Her iki gölün bu özelliğini dikkate alarak, göl tabanından ilk kez yaptıkları çalışmayla karot (bir yüzeyden derinlemesine kesit alınması) örneği aldıklarını ifade eden Erginal, Çıldır Gölü'nden 70 santimetre, Aktaş Gölü'nden de 61 santimetre derinlikten karot almayı başardıklarını belirtti.
Erginal, Ardahan Üniversitesi Bilimsel Araştırma Projeleri Komisyonu, Türkiye Bilimler Akademisi (TÜBA) ve İTÜ-EMCOL laboratuvarları tarafından desteklenen çalışmada, karot örneklerinde yaptıkları ilk incelemelerde bölgenin geçmişteki iklimi ve doğal örtüsüne ilişkin önemli bulgulara ulaştıklarını belirterek, şunları kaydetti:
"Çıldır Gölü'nden aldığımız 70 santimetre, Aktaş Gölü'nden de 61 santimetre uzunluktaki karot örneğinden elde ettiğimiz sonuçlarla, bölgenin son 3 bin 300 yıldaki iklimsel salınımları hakkında bazı bulgulara ulaştık. Göle taşınan unsurlar, donan göl buzu altında yavaş şekilde göl tabanına çökerek, göl dibindeki çamurlara ekleniyor. Bu çamur içindeki taneler, mineraller ve elementler ile fosil bitki polenleri bize eski iklimsel döngüleri açıklayacak kılavuz bilgiler sağlıyor. Örneğin elimizdeki bazı bulgular, bugün ormansız olan Aktaş Gölü çevresinin bin yıl kadar önce, yani Ortaçağ ılık döneminde, göknar, kızılağaç, kayın, ladin ve sarıçamlardan oluşan ormanlık bir alan olduğunu gösteriyor.
Muhtemelen insan etkisiyle tahrip edilen ormanlar yerini zamanla labada, sinirli otu ve madımak gibi otsu türlere bırakmış. Ormandan otsu türlere geçiş, aynı zamanda küçük buzul çağı dediğimiz döneme de karşılık geliyor. Çıldır Gölü'nden elde edilen verilere göre bölgede Urartu varlığı döneminde, yani 3 bin yıl kadar önce iklim daha nemliydi ve kuraklık eğilimi, genel olarak günümüze doğru artmış."

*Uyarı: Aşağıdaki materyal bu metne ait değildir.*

PR #4935, opened 2022-10-15
fix concurrent modification exception

jeremylong:
Supersedes #4923.

@aikebah this is what I was thinking. currently the persistent object store is on the `engine` - if it was moved to the settings object there would likely be fewer code changes needed. Thoughts on this approach?


aikebah:
> Supersedes #4923.
> 
> @aikebah this is what I was thinking. currently the persistent object store is on the `engine` - if it was moved to the settings object there would likely be fewer code changes needed. Thoughts on this approach?

Your approach of having it in the engine feels like the clean approach to me. Putting it in settings feels like making the settings object cross the boundary implicitly set by its classname.

core/src/main/java/org/owasp/dependencycheck/analyzer/AbstractSuppressionAnalyzer.java
```diff
@@ -107,41 +84,46 @@ public Set<String> getSupportedExtensions() {
...
-        final boolean loaded = getSettings().getBoolean(SUPPRESSION_LOADED, false);
-        if (!loaded) {
-            SuppressionRules.getInstance().list().clear();
+        if (engine.hasObject(SUPPRESSION_OBJECT_KEY)) {
+            return;
         }
-        if (rules.isEmpty()) {
+        @SuppressWarnings("unchecked")
+        List<SuppressionRule> rules = (List<SuppressionRule>) engine.getObject(SUPPRESSION_OBJECT_KEY);
+        if (rules == null || rules.isEmpty()) {
```
aikebah: superfluous check as per lines 87-88 rules will be `null` (if not the method would've returned)

aikebah:
The significant amount of additional required `engine` method parameters could be avoided by allowing the analyzers to store a reference to the engine in its `AbstractAnalyzer#prepareAnalyzer(Engine engine)` implementation.
If done like that the `AbstractAnalyzer#analyzeDependency(Settings settings, Engine engine)` and `AbstractAnalyzer#analyze(Settings settings, Engine engine)`  could also have the second argument removed.

That refactoring could be done in a separate and later change. To me it feels a bit weird to first request an analyzer to prepare itself for running on behalf of an engine instance and then requiring the same engine instance to be supplied again on each and every analysis.

core/src/main/java/org/owasp/dependencycheck/analyzer/AbstractSuppressionAnalyzer.java
```diff
@@ -107,41 +84,46 @@ public Set<String> getSupportedExtensions() {
...
             } catch (SuppressionParseException ex) {
                 throw new InitializationException("Warn initializing the suppression analyzer: " + ex.getLocalizedMessage(), ex, false);
             }
-            getSettings().setBoolean(SUPPRESSION_LOADED, true);
         }
     }
 
     @Override
-    protected void analyzeDependency(Dependency dependency, Engine engine) throws AnalysisException {
+    protected synchronized void analyzeDependency(Dependency dependency, Engine engine) throws AnalysisException {
```
aikebah: I think it no longer needs to be synchronized as the rules of the engine will be initialized once by the analyzer instance that wins the race for the handle to run the synchronized prepareAnalyzer. 
Subsequent execution by parallel running analyzers of the prepareAnalyzer method will detect that the rules have already been loaded and return early without modifying the ruleset, so the ruleset will not change once initialized and the later iteration over it can no longer run into a ConcurrentModificationException.

core/src/main/java/org/owasp/dependencycheck/analyzer/AbstractSuppressionAnalyzer.java
```diff
@@ -107,41 +84,46 @@ public Set<String> getSupportedExtensions() {
...
-        //check if we have a brand new settings object - if we do the suppression rules could be different
-        final boolean loaded = getSettings().getBoolean(SUPPRESSION_LOADED, false);
-        if (!loaded) {
-            SuppressionRules.getInstance().list().clear();
+        if (engine.hasObject(SUPPRESSION_OBJECT_KEY)) {
+            return;
         }
+        @SuppressWarnings("unchecked")
+        final List<SuppressionRule> rules = (List<SuppressionRule>) engine.getObject(SUPPRESSION_OBJECT_KEY);
         if (rules.isEmpty()) {
```
aikebah: Here you changed the code to trigger a guaranteed NPE. lines 87 and 88 guarantee that rules will be null (if rules was non-null here then the implementation of Engine#hasObject would be flawed). My review comment concerned the full removal of the if-statement, as the first clause was a guaranteed true and therefor the entire if clause was obsolete.

jeremylong:
@aikebah thank you for the feedback on the PR. The abstract suppression analyzer now stores a reference to the engine and I also moved the call in the engine to report the unused suppression rules to a new analyzer - so that it is cleaner and not a weird one off solution.

aikebah:
@jeremylong LGTM apart from the nitpicking review comments of Checkstyle

aikebah (approved):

- Gölün donması araştırmayı kolaylaştırdı
Yaptıkları araştırmada her iki gölün de kış mevsiminde donuyor olmasının, çok daha eski tarihlere ait bulgulara ulaşmalarını sağladığını vurgulayan Erginal, "Çıldır Gölü'nden aldığımız 70 santimetrelik karotun en derin kısmının radyokarbon yaşı 3 bin 300 yıllık olarak belirlendi. Bu Türkiye'deki diğer göllerde karşılaşılan bir durum değil. Çünkü 70 santimetrelik karotta normalde en fazla birkaç yüzyıl geriye gidebilirsiniz. Bu gölün tabanında ise buzlanma nedeniyle çökel birikim hızı çok yavaş" dedi.

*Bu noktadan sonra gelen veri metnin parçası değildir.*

Issue #4966, opened 2022-10-19
Getting a java error in a CVE check on launch


mushu999:
Is this something wrong on *my* system? Here is the error:
```
[INFO] Processing Started for NVD CVE - 2021
Oct 19, 2022 1:48:15 PM com.fasterxml.jackson.module.blackbird.util.ReflectionHack$Java9Up init
WARNING: Unable to find Java 9+ MethodHandles.privateLookupIn.  Blackbird is not performing optimally!
java.lang.NoSuchMethodException: no such method: java.lang.invoke.MethodHandles.privateLookupIn(Class,Lookup)Lookup/invokeStatic
        at java.lang.invoke.MemberName.makeAccessException(Unknown Source)
. . .
```
So do I need to update my Java installation? This is version 7.3.0 of dependency-check code on Windows 10. I run it like I always do. Just updated from ver 7.1.1 and left the **data** directory from the earlier version.

mprins:
Where is the ERROR? I only see a WARNING...

> So do I need to update my Java installation?

you have not told us which version you are using, so it is difficult to advise

jeremylong:
This is an expected warning when running on Java 8. See other projects responses: https://issuehint.com/issue/dropwizard/dropwizard/5318#84997997

Everything will still work as expected.

PR #4971, opened 2022-10-20
Use Afterburner if JRE 8

jeremylong:
## Fixes Issue #4966

If using JRE 8 use afterburner instead of blackbird.

### DIFF
--- a/core/src/main/java/org/owasp/dependencycheck/data/update/nvd/NvdCveParser.java
+++ b/core/src/main/java/org/owasp/dependencycheck/data/update/nvd/NvdCveParser.java
@@ -131,7 +131,7 @@ public final class NvdCveParser {
      * @return the Java major version as a whole number
      */
     private static int getJavaVersion() {
-        String version = System.getProperty("java.version");
+        String version = System.getProperty("java.specification.version");
         if (version.startsWith("1.")) {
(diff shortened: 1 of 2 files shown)


core/src/main/java/org/owasp/dependencycheck/data/update/nvd/NvdCveParser.java
```diff
@@ -117,6 +125,24 @@ public void parse(File file) throws UpdateException, CorruptedDatastreamExceptio
         }
     }
 
+    /**
+     * Returns the Java major version as a whole number.
+     *
+     * @return the Java major version as a whole number
+     */
+    private static int getJavaVersion() {
+        String version = System.getProperty("java.version");
```
aikebah:
```suggestion
        String version = System.getProperty("java.specification.version");
```

I think it will be better to use the java.specification.version


So that we don't have to change the logic to support the early-access releasese `<major>-ea` (see [JEP-223](https://openjdk.org/jeps/223))

aikebah (changes requested):
Needs either my suggestion or a fix to work with the early-access version pattern to prevent a NumberFormatException on early-access JREs

aikebah (approved):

- Hedef buzul çağa kadar inmek
Erginal, çalışmalarıyla bölgede ormansızlaşmanın ne zaman başladığını ve buzul çağının etkilerini net olarak ortaya koymayı hedeflediklerini belirterek, şunları söyledi:
"Türkiye'de yapılan çok sayıda göl araştırması, küçük buzul çağında Anadolu'da daha soğuk ve kurak koşulların yaşandığını ortaya koydu. Bunun etkilerini biz Çıldır ve Aktaş göllerinde de görüyoruz. Bu durum Osmanlı devletinin Anadolu topraklarındaki varlık sürecinde mücadele etmek zorunda kaldığı zorlu ekstrem koşulları açıklıyor. Bir sonraki hedefimiz göllerden daha derin karotlar almak ve son buzul çağın etkilerini tespit etmek."